What I think would be really interesting to see would be 2 x 4890's overclocked as far you could push them versus 2 x 4870X2's OC'ed.
I might be wrong (and I would love to find out), but I reckon the 4890's in CF will almost match the 4x 4870's in games like crysis and far cry 2?

I think the best compromise between ultimate performance and scaling percentage would be tri-fire 4890's.
In fact if you could get 3 x 4890's and a X3 720 or even possible if you had to an X2 550 BE I think you would be on to a winner (at least in gaming fps) regardless of the lack of CPU power.

Tri-fire 4890's would be great as well because hardly anyone has benches on this kind of configuration, the limits of overclocking and power draw.
However I would understand if this is not within the financial restraints as it requires an expensive 790FX board in addition to 3x 4890's.

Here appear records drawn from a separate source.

PR #2375, opened 2017-03-10
Use client-defined value when allocating IDs

cdonati:
Previously, we had a check-and-set problem where we would first modify the counter and then make another call to ZooKeeper to retrieve the (now possibly changed) value to use for an ID.

### DIFF
--- a/AppDB/appscale/datastore/zkappscale/inspectable_counter.py
+++ b/AppDB/appscale/datastore/zkappscale/inspectable_counter.py
@@ -1,0 +1,98 @@
+""" A ZooKeeper counter that returns the new value when incremented. """
+
+from kazoo.exceptions import BadVersionError
+from kazoo.retry import ForceRetryError
+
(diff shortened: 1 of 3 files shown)


cdonati:
https://ocd.appscale.com:8080/job/Daily%20Build/2903/

AppDB/appscale/datastore/zkappscale/inspectable_counter.py
```diff
@@ -0,0 +1,98 @@
...
+    self._ensure_node()
+    old, stat = self.client.get(self.path)
+    old = old.decode('ascii') if old != b'' else self.default
+    version = stat.version
+    data = self.default_type(old)
+    return data, version
+
+  @property
+  def value(self):
+    """ Retrive the current value from ZooKeeper.
```
menivaitsi: Retrive -> Retrieve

I have a weird hypothesis, which I don't know if it really is scientifically sound, but it seems to me that the RV700's don't really start to unleash good scaling in tri and quad fire until their core speeds get above 800 mhz - the only reason being that slower core clocks like on the 4850 don't scale near as well in tri and quad fire as the 4870, and the same can be said for the 4870 vs the 4890 in tri-fire. However never seen any quad-fire 4890 results - don't know if it is doable even though there are 790FX boards with 4 PCI lanes dually spaced.

Anyways I will be looking forward to the next builder's marathon - best of luck Cleeve!
 

cleeve

Illustrious


I know. It's more of a guideline than a rule though, and the X3/2x 4870 X2 system wasn't do-able without it. The regular Phenom II 945/2x 4890 system fits under $1200 pretty easily though.